I spend my day in a haze of clouds and feeling unsure.

I have to focus a little harder to see, because my eyes are struggling.

My head always feels a little fuzzy, like the white noise on a TV.

And most of the time I feel like everyone's annoyed with me.

Why can't I get better? What's really wrong with me?

Living day to day in this cruel uncertainty.

Sometimes feeling nauseous with random bursts of chest pain

Leaving me immobilized and on the couch I'm laying.

Other times I feel real dizzy and I stumble, nearly fall.

Perhaps it would be easier to just get down and crawl.

My daughter wants to play but all I want is rest

And every day she puts all my strength to the test.
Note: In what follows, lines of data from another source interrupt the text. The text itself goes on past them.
PR #4442, opened 2016-02-05
[poc/view] Disable filtering (tree) and sorting (table) for non-queryable attributes

tommydeboer:


molgenis-data-rest/src/main/java/org/molgenis/data/rest/v2/AttributeMetaDataResponseV2.java
```diff
@@ -126,6 +127,8 @@ else if (attr.getDataType() instanceof XrefField || attr.getDataType() instanceo
 			this.attributes = null;
 		}
 
+		this.queryable = queryableAttributes.contains(attr) ? true : false;
```
jjettenn: 1

PR #4455, opened 2016-02-08
Fix #4433 When doing an add / update the importer throws an error

### LINKED ISSUE #4433: When doing an add / update the importer throws an error
## Reproduce
Import the following file: [emx_all_datatypes.xlsx]
(https://github.com/molgenis/molgenis/files/117347/emx_all_datatypes.xlsx)
Or this one: [emx_all_datatypes_csv.zip](https://github.com/molgenis/molgenis/files/117350/emx_all_datatypes_csv.zip)

Then do an add / update with the same file you uploaded

## Expected
Updated entity

## Observed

Random tinglies in my hands and feet as if they're going numb

And forgetting what I was just told makes me feel so dumb

Sometimes I just zone out because it's all too much to bare

And other times I just give up because I do not care.

I take medication every single day

Unsure why I take it because it doesn't help anyway.
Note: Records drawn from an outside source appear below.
Issue #4336, opened 2016-01-21
InMemoryRepository findAll() includes nulls


tommydeboer:
According to the specs, ```findAll()``` should return an empty stream when no entities were found. 

```java
/**
  * find entities based on a stream of ids.
  * 
  * @return (empty) Stream where the order of entities matches the order of ids, never null
  */
Stream<Entity> findAll(Stream<Object> ids);
```

The ```InMemoryRepository``` adds a null value for each unfound entity:

```java
    @Override
	public Stream<Entity> findAll(Stream<Object> ids)
	{
		return ids.map(id -> entities.get(id));
	}

	@Override
	public Stream<Entity> findAll(Stream<Object> ids, Fetch fetch)
	{
		return ids.map(id -> entities.get(id));
	}
```

These values should be filtered out (for example with ```.filter(Objects::nonNull```).

This might influence tests + code that is tested so beware...

mswertz:
what is the desired behavior?
Because I can imagine you want to know if a particular id resulted in
'null'?

On Thu, Jan 21, 2016 at 3:08 PM, Tommy de boer <notifications@github.com>
wrote:

> According to the specs, findAll() should return an empty stream when no
> entities were found.
>
> /**  * find entities based on a stream of ids.  *   * @return (empty) Stream where the order of entities matches the order of ids, never null  */Stream<Entity> findAll(Stream<Object> ids);
>
> The InMemoryRepository adds a null value for each unfound entity:
>
>     @Override
>     public Stream<Entity> findAll(Stream<Object> ids)
>     {
>         return ids.map(id -> entities.get(id));
>     }
>
>     @Override
>     public Stream<Entity> findAll(Stream<Object> ids, Fetch fetch)
>     {
>         return ids.map(id -> entities.get(id));
>     }
>
> These values should be filtered out (for example with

My muscles hurt me every day, I always feel so sore.

Sometimes I start to wonder why I'm trying anymore.

I just want some relief, one day where I feel great.

And a little less feeling of brutal self hate.

Was it something I did to make me be this way?

Why can't this stupid disease just stop and go away?

So if you think that thyroid disease is just a silly joke,

You'll probably be labeled as an arrogant bloke.

Because your thyroid, see, controls most of who you are.

And I'm a thyroid disease warrior, in a never ending war.